What is needed
Produce word for word the lines of the data below running from the one that has "PR #4060, opened 2019-09-20" to the one that has "Closes #4031", inclusive, and no others.

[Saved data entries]
--------------------

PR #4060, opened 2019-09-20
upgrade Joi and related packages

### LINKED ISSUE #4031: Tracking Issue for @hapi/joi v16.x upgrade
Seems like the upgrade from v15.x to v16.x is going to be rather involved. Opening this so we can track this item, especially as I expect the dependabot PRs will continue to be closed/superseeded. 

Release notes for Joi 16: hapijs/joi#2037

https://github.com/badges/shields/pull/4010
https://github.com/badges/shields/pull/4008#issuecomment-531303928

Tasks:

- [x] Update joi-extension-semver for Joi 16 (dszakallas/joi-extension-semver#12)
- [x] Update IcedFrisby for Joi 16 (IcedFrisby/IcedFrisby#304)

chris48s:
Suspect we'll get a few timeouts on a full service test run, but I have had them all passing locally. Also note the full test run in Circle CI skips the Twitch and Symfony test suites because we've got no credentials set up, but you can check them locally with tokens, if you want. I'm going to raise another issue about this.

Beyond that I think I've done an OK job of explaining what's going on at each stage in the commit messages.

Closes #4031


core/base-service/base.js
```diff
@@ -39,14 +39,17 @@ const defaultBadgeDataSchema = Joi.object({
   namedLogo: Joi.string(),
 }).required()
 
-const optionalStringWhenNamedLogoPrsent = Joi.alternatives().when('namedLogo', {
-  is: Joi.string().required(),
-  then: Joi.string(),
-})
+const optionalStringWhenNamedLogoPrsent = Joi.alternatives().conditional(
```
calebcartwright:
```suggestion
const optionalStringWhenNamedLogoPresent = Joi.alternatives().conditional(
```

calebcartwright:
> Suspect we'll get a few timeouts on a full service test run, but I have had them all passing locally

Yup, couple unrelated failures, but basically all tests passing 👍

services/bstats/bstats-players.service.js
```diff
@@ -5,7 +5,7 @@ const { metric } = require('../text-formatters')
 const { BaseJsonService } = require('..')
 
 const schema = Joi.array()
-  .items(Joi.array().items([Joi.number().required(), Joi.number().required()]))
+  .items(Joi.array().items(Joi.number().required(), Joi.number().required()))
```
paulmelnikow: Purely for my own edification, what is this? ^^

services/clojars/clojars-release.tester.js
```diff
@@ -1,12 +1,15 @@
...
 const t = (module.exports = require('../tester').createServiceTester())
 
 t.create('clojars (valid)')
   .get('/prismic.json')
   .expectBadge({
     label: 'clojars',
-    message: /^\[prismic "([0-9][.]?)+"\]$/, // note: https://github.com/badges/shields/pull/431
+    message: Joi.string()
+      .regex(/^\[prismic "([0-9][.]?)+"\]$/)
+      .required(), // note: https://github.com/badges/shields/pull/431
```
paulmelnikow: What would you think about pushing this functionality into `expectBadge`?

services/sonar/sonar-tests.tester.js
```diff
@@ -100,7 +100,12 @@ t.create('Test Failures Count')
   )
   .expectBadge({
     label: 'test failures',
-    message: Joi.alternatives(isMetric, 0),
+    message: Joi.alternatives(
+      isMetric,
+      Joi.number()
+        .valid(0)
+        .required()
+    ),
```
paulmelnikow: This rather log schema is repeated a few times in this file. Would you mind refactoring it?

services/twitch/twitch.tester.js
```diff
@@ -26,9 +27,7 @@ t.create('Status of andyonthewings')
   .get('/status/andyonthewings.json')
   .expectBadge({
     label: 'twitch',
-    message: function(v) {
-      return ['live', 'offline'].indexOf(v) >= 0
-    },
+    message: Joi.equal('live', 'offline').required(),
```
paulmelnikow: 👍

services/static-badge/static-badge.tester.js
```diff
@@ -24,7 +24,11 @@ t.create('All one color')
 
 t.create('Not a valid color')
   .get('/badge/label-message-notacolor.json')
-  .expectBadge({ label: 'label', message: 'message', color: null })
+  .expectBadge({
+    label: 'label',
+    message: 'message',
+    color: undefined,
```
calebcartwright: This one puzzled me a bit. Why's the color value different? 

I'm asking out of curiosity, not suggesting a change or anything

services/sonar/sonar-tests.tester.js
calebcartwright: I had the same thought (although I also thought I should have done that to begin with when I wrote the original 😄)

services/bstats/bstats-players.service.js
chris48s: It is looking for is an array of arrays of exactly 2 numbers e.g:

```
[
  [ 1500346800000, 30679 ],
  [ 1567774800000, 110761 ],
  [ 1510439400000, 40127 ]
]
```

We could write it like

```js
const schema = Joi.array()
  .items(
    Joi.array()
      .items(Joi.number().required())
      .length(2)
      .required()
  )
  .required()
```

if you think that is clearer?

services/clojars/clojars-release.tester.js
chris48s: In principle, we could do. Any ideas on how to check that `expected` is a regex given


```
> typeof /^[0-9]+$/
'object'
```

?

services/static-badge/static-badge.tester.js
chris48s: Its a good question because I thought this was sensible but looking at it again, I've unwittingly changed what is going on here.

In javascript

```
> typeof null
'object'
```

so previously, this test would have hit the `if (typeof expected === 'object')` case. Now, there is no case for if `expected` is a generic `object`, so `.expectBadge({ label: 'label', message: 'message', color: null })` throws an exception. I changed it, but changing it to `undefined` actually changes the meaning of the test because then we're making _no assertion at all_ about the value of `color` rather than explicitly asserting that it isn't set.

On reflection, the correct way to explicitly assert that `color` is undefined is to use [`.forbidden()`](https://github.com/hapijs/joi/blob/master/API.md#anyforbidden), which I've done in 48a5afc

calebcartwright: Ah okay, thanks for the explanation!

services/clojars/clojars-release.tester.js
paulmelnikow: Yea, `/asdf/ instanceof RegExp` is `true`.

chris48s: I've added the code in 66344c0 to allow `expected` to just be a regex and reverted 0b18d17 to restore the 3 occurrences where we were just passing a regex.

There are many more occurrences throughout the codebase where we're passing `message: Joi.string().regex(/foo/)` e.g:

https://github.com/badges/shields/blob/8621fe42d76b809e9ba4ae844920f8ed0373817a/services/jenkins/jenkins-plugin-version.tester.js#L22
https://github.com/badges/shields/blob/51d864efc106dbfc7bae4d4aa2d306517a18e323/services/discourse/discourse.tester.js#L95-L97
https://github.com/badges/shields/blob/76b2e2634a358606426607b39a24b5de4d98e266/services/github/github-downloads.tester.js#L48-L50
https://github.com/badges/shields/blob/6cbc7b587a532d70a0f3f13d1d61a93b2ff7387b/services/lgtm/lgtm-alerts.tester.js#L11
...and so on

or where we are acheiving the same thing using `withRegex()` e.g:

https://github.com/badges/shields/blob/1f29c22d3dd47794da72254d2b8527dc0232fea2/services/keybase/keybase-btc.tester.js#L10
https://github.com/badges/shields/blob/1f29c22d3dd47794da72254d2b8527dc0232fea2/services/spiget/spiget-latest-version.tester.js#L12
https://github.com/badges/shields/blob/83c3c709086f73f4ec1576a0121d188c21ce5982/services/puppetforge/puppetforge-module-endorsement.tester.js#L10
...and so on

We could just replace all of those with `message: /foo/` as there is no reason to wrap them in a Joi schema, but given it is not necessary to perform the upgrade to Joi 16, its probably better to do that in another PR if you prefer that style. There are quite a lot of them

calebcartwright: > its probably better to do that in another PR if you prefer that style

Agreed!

--------------------

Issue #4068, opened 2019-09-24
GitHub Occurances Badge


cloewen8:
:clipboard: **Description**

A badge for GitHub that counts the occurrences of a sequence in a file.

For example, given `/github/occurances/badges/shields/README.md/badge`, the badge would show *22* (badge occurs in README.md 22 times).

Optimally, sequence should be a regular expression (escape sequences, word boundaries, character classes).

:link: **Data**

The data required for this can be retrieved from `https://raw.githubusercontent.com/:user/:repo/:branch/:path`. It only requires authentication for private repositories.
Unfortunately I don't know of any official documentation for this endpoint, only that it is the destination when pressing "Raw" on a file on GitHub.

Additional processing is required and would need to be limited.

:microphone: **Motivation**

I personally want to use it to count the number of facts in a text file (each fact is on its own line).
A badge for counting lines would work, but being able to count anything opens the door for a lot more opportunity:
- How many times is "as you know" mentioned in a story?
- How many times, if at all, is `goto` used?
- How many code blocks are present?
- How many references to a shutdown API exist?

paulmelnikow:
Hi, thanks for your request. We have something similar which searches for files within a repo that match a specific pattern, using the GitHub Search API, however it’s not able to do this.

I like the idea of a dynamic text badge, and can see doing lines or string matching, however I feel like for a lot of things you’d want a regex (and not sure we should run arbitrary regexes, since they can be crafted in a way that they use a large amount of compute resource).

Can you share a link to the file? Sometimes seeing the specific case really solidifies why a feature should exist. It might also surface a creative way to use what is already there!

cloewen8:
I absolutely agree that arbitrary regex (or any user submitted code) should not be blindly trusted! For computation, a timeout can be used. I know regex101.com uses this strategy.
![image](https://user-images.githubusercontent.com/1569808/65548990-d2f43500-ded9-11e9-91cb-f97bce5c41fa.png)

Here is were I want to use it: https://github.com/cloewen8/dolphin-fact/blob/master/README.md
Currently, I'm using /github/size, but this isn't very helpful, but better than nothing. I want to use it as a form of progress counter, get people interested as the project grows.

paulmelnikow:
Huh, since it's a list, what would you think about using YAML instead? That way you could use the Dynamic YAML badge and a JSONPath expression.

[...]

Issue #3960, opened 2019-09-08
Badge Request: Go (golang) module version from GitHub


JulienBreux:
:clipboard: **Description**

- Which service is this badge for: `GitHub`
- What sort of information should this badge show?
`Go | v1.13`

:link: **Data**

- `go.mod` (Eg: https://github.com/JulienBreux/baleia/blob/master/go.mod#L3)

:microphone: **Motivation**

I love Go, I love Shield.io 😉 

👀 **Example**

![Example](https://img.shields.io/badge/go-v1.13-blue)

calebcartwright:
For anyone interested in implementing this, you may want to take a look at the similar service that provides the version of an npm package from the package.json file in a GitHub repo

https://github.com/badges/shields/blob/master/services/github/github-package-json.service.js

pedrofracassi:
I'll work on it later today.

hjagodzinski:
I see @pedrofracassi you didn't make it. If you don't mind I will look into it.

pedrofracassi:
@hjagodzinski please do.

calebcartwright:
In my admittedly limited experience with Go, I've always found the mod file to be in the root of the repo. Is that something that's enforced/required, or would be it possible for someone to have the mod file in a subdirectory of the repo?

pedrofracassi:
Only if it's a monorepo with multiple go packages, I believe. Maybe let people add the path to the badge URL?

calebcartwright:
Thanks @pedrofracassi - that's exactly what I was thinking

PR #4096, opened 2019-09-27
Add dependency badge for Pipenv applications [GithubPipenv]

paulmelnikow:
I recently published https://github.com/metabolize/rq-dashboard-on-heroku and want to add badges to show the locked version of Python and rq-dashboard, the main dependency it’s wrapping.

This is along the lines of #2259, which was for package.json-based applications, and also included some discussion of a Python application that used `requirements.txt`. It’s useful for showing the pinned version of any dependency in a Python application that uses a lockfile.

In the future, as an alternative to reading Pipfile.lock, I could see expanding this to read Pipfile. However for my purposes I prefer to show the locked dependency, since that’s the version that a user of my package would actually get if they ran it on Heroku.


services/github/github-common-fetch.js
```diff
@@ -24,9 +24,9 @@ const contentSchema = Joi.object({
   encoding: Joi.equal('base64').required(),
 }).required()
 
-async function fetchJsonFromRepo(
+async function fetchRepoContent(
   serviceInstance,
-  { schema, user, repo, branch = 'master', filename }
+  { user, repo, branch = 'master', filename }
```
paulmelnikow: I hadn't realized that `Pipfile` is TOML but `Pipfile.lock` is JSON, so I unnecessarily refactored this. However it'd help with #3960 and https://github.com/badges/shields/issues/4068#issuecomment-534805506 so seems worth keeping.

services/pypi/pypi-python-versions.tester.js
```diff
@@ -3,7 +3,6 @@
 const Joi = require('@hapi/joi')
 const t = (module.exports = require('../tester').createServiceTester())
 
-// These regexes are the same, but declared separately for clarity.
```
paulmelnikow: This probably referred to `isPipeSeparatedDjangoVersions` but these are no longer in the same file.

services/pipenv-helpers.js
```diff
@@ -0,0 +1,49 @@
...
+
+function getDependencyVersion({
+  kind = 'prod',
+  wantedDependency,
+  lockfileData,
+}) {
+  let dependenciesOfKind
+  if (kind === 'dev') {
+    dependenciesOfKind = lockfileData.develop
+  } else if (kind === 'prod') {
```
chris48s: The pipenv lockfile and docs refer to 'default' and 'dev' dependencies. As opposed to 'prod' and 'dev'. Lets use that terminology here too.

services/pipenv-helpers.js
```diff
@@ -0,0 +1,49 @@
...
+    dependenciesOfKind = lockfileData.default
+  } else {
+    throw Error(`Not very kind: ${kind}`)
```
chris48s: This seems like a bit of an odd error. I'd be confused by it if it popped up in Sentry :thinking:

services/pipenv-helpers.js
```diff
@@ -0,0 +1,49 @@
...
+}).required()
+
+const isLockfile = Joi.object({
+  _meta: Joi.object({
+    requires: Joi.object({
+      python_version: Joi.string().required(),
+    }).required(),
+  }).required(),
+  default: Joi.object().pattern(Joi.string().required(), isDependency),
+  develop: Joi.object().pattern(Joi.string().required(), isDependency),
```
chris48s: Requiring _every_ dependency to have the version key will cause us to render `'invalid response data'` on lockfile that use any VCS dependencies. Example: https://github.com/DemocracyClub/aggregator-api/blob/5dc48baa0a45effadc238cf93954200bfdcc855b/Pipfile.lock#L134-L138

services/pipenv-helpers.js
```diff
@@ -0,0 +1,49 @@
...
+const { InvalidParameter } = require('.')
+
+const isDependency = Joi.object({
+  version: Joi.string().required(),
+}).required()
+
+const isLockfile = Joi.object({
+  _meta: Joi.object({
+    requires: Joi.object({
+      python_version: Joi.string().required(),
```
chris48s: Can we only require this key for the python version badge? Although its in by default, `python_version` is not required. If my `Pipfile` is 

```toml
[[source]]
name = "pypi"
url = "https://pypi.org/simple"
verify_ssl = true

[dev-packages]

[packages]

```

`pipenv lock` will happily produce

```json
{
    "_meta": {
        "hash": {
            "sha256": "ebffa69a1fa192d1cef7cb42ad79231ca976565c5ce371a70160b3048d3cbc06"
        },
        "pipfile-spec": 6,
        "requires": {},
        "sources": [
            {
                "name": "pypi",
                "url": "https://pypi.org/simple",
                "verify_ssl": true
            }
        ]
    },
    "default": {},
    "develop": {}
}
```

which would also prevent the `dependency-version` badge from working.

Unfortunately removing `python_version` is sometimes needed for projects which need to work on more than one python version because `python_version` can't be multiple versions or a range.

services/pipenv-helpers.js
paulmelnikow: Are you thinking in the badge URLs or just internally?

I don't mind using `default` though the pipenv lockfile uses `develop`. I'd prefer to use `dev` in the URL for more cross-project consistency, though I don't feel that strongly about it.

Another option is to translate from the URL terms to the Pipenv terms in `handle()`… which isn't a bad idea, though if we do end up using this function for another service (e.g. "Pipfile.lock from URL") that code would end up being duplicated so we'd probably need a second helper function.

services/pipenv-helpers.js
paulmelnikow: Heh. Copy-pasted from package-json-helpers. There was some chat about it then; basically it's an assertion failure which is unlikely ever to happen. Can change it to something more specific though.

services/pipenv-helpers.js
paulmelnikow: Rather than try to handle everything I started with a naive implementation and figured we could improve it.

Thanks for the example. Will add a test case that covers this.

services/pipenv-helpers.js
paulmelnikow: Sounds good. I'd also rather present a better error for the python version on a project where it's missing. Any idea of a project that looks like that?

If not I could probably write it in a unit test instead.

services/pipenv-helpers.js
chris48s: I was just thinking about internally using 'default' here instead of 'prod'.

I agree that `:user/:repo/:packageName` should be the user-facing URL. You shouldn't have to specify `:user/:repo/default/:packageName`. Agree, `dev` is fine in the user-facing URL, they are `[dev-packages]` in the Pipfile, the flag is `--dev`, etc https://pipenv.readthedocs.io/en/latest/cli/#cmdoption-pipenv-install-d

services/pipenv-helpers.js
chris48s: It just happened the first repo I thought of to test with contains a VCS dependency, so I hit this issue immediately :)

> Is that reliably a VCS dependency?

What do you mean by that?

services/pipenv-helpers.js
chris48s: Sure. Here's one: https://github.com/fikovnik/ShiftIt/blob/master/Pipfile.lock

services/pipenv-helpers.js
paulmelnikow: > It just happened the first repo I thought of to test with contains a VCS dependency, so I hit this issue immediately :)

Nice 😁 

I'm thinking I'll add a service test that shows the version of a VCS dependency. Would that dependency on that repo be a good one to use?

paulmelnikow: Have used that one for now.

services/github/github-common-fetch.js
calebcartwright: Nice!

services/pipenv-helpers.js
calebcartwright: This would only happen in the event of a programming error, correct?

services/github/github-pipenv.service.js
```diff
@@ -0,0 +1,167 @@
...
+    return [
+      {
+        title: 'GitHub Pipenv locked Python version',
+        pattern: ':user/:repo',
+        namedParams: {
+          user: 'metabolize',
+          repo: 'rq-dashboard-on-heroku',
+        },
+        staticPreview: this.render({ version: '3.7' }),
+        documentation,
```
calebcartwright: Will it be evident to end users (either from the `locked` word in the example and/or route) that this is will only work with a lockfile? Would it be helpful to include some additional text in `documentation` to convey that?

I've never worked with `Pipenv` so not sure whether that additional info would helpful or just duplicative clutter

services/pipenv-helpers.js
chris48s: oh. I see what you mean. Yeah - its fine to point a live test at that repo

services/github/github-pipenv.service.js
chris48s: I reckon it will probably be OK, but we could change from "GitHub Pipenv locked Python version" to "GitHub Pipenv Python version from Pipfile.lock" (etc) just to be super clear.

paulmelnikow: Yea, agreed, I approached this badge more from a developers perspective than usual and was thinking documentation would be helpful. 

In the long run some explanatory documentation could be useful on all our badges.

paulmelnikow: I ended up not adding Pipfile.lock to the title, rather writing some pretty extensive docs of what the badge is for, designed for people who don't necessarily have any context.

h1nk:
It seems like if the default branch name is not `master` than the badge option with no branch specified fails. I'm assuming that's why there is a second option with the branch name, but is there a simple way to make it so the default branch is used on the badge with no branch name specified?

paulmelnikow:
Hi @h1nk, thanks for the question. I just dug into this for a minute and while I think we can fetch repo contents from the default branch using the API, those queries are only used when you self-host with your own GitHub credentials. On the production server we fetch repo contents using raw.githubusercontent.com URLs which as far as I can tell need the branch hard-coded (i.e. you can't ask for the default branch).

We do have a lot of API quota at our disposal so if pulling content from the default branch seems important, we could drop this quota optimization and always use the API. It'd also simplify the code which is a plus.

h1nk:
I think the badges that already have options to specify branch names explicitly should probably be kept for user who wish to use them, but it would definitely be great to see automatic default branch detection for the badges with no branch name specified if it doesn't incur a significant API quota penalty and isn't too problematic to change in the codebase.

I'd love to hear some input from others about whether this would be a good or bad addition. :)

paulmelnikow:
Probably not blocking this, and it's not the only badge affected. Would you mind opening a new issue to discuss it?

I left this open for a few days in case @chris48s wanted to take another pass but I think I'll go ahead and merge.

--------------------

Reply
PR #4060, opened 2019-09-20
upgrade Joi and related packages

### LINKED ISSUE #4031: Tracking Issue for @hapi/joi v16.x upgrade
Seems like the upgrade from v15.x to v16.x is going to be rather involved. Opening this so we can track this item, especially as I expect the dependabot PRs will continue to be closed/superseeded. 

Release notes for Joi 16: hapijs/joi#2037

https://github.com/badges/shields/pull/4010
https://github.com/badges/shields/pull/4008#issuecomment-531303928

Tasks:

- [x] Update joi-extension-semver for Joi 16 (dszakallas/joi-extension-semver#12)
- [x] Update IcedFrisby for Joi 16 (IcedFrisby/IcedFrisby#304)

chris48s:
Suspect we'll get a few timeouts on a full service test run, but I have had them all passing locally. Also note the full test run in Circle CI skips the Twitch and Symfony test suites because we've got no credentials set up, but you can check them locally with tokens, if you want. I'm going to raise another issue about this.

Beyond that I think I've done an OK job of explaining what's going on at each stage in the commit messages.

Closes #4031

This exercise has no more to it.